レオは元々芸能界にいたため、話題にしやすかったのだ。
「レオ君といえば、カリューも実は繋がりがあるんですよ! 今のカリューのマネージャーってレオ君のアイドル時代のマネージャーなんです!」
「おお、そういえばそうだったね。何かと縁があるようだね」
[STEPとカリューのマネ一緒だったって、マジで言ってんの!?]
[カリューとレオ君、どっか似てると思ったんだよなぁ]
[全ての元凶はシバタクのマネージャーだったのか……]
普段のU-tube上でのコメント欄と違い、ツウィッター上では〝STEP〟や〝シバタク〟の名前が飛び交っていた。

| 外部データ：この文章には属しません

PR #8266, opened 2021-03-16
rework ZIR memory layout; overhaul source locations

andrewrk:
This is a follow-up from #7920, applying the same principles and strategies to ZIR.

The memory layout for ZIR instructions is completely reworked. See
zir.zig for those changes. Some new types:

  * `zir.Code`: a "finished" set of ZIR instructions. Instead of allocating
    each instruction independently, there is now a Tag and 8 bytes of
    data available for all ZIR instructions. Small instructions fit
    within these 8 bytes; larger ones use 4 bytes for an index into
    `extra`. There is also `string_bytes` so that we can have 4 byte
    references to strings. `zir.Inst.Tag` describes how to interpret
    those 8 bytes of data.
    - This is shared by all `Block` scopes.

  * `Module.WipZirCode`: represents an in-progress `zir.Code`. In this
    structure, the arrays are mutable, and get resized as we add/delete
    things. There is extra state to keep track of things. This struct is
    stored on the stack. Once it is finished, it produces an immutable
    `zir.Code`, which will remain on the heap for the duration of a
    function's existence.
    - This is shared by all `GenZir` scopes.

  * `Sema`: represents in-progress semantic analysis of a `zir.Code`.
    This data is stored on the stack and is shared among all `Block`
    scopes. It is now the main "self" argument to everything in the file
    that was previously named `zir_sema.zig`.
    Additionally, I moved some logic that was in `Module` into here.

`Module.Fn` now stores its parameter names inside the `zir.Code`,
instead of inside ZIR instructions. When the TZIR memory layout
reworking time comes, codegen will be able to reference this data
directly instead of duplicating it.

astgen.zig is (so far) almost entirely untouched, but nearly all of it
will need to be reworked to adhere to this new memory layout structure.

I have no benchmarks to report yet, as I am still working through
compile errors and fixing various things that I broke in this branch.

### Overhaul of Source Locations:

Previously we used `usize` everywhere to mean byte offset, but sometimes
also mean other stuff. This was error prone and also made us do
unnecessary work, and store unnecessary bytes in memory.

Now there are more types involved into source locations, and more ways
to describe a source location.

  * AllErrors.Message: embrace the assumption that files always have less
    than 2 << 32 bytes.
  * SrcLoc gets more complicated, to model more complicated source
    locations.
  * Introduce LazySrcLoc, which can model interesting source locations
    with very little stored state. Useful for avoiding doing unnecessary
    work when no compile errors occur.

Also, previously, we had `src: usize` on every ZIR instruction. This is
no longer the case. Each instruction now determines whether it even cares
about source location, and if so, how that source location is stored.
This requires more careful work inside `Sema`, but it results in fewer
bytes stored on the heap, without compromising accuracy and power of
compile error messages.

### Miscellaneous:

  * std.zig: string literals have more helpful result values for
    reporting errors. There is now a lower level API and a higher level
    API.
    - side note: I noticed that the string literal logic needs some love.
      There is some unnecessarily hacky code there.
  * cut & pasted some TZIR logic that was in zir.zig to ir.zig. This
    probably broke stuff and needs to get fixed.
  * Removed type/Enum.zig, type/Union.zig, and type/Struct.zig. I don't
    think this quite how this code will be organized. Need some more
    careful planning about how to implement structs, unions, enums. They
    need to be independent Decls, just like a top level function.


andrewrk:
## Benchmark: print1mil.zig

Caveat: this is not a realistic workload. We need more language features supported to benchmark a realistic workload.

### Results Summary

 * :heavy_check_mark: Wall Clock Time: 0.93 seconds => 0.57 seconds (39% reduction)
   * this is 1.8 million lines per second on my laptop :grin: 
 * :heavy_check_mark: Peak Memory Usage: 645 MiB => 386 MiB (40% reduction)
 * :heavy_check_mark: Cache Misses (53% reduction)
 * :heavy_check_mark: Instructions (23% reduction)
 * :heavy_check_mark: CPU Cycles (41% reduction)

### Source:

```zig
pub export fn _start() noreturn {
    print(); // repeated 1,000,000 times
    exit();
}

fn print() void {
    asm volatile ("syscall"
        :
        : [number] "{rax}" (1),
          [arg1] "{rdi}" (1),
          [arg2] "{rsi}" (@ptrToInt("Hello, world!\n")),
          [arg3] "{rdx}" (14)
        : "rcx", "r11", "memory"
    );
    return;
}

fn exit() noreturn {
    asm volatile ("syscall"
        :
        : [number] "{rax}" (231),
          [arg1] "{rdi}" (0)
        : "rcx", "r11", "memory"
    );
    unreachable;
}
```

### Raw Results

Processor: Intel(R) Core(TM) i9-9980HK CPU @ 2.40GHz
NVMe hard drive

#### master branch

```
[nix-shell:~/Downloads/zig/build-release]$ $(which time) -v ./zig-cache/bin/zig build-exe ~/tmp/print1mil.zig 
	Command being timed: "./zig-cache/bin/zig build-exe /home/andy/tmp/print1mil.zig"
	User time (seconds): 0.74
	System time (seconds): 0.18
	Percent of CPU this job got: 100%
	Elapsed (wall clock) time (h:mm:ss or m:ss): 0:00.93
	Maximum resident set size (kbytes): 660308
	Minor (reclaiming a frame) page faults: 211118
	Voluntary context switches: 22
	Involuntary context switches: 3
	Swaps: 0
	File system inputs: 0
	File system outputs: 8
	Socket messages sent: 0
	Socket messages received: 0
	Signals delivered: 0
	Page size (bytes): 4096
	Exit status: 0

[nix-shell:~/Downloads/zig/build-release]$ perf stat -e cache-misses -e instructions -e cycles ./zig-cache/bin/zig build-exe ~/tmp/print1mil.zig

 Performance counter stats for './zig-cache/bin/zig build-exe /home/andy/tmp/print1mil.zig':

        71,742,110      cache-misses                                                
     7,582,166,758      instructions              #    1.81  insn per cycle         
     4,200,228,900      cycles                                                      

       0.936024950 seconds time elapsed

       0.737926000 seconds user
       0.200523000 seconds sys

```

#### zir-memory-layout branch


```
[nix-shell:~/dev/zig/build-release]$ $(which time) -v ./zig-cache/bin/zig build-exe ~/tmp/print1mil.zig
	Command being timed: "./zig-cache/bin/zig build-exe /home/andy/tmp/print1mil.zig"
	User time (seconds): 0.46
	System time (seconds): 0.11
	Percent of CPU this job got: 100%
	Elapsed (wall clock) time (h:mm:ss or m:ss): 0:00.57
	Maximum resident set size (kbytes): 395624
	Minor (reclaiming a frame) page faults: 115696
	Voluntary context switches: 21
	Involuntary context switches: 4
	Swaps: 0
	File system inputs: 0
	File system outputs: 8
	Socket messages sent: 0
	Socket messages received: 0
	Signals delivered: 0
	Page size (bytes): 4096
	Exit status: 0

[nix-shell:~/dev/zig/build-release]$ perf stat -e cache-misses -e instructions -e cycles ./zig-cache/bin/zig build-exe ~/tmp/print1mil.zig

 Performance counter stats for './zig-cache/bin/zig build-exe /home/andy/tmp/print1mil.zig':

        33,900,182      cache-misses                                                
     5,838,500,070      instructions              #    2.34  insn per cycle         
     2,492,983,377      cycles                                                      

       0.572696174 seconds time elapsed

       0.460613000 seconds user
       0.113397000 seconds sys
```

andrewrk:
Follow-up issues extracted:
 * #8402
 * #8403 
 * #8404

PR #8271, opened 2021-03-16
zir-memory-layout: fix @setEvalBranchQuota

g-w1:
I didn't know if I should use `block.sema` or just `sema`, and couldn't figure out a way to test this since the code currently does not compile.

### DIFF
--- a/src/Sema.zig
+++ b/src/Sema.zig
@@ -599,8 +599,8 @@ fn zirSetEvalBranchQuota(
     const src = inst_data.src();
     try sema.requireFunctionBlock(block, src);
     const quota = try sema.resolveAlreadyCoercedInt(block, src, inst_data.operand, u32);
-    if (b.branch_quota.* < quota)
-        b.branch_quota.* = quota;
+    if (sema.branch_quota < quota)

レオが司馬拓哉であるということは、Vtuber好きならば知らない者はいないほどに有名な話である。
もはや隠す必要がないなら、いろいろと裏話をした方が盛り上がる。
身バレを気にする必要のないレオはもはや無敵の存在となっていた。
「さてさて、こんなにオープニングトークで話した以上、誰がゲストにくるかわかりますよね!?」
「うむ、それではゲストに登場していただこうか!」
オープニングトークが終わり、画面が切り替わる。
テレビ画面上には、トラッキングされた林檎とかぐやの姿が映し出されていた。
「「いや、出づらいわ!」」
前振りであれだけレオの話題を出していたのに、レオが出ないという状況に二人はツッコミを入れながら登場した。
[レオ君じゃないんかーい!]
[いや、告知で知ってはいたけどもwww]
[むしろ何故レオ君を呼ばなかったのか]
[レオ君、今めちゃくちゃ忙しいから出れなかったのかな……]
[バンチョーと白雪は人選としてはいいんじゃないだろうか]
[にじライブを代表する人間だもんな]
[それならかっちゃんも呼んでほしい]
[首領とか畜生イルカも出てほしいわ]
[アダルティーナは地上波NG疑惑]
林檎とかぐやの登場に視聴者は大いに沸いており、あっという間にツウィッター上でトレンド入りを果たした。
番組はVtuber全体を対象としているのだが、今日のゲストが林檎とかぐやということもあり、視聴者の多くはにじライブに詳しい者に偏りがちだった。
こうしてひとまず〝武蔵&カリューのV語り〟は順調な滑り出しを見せるのであった。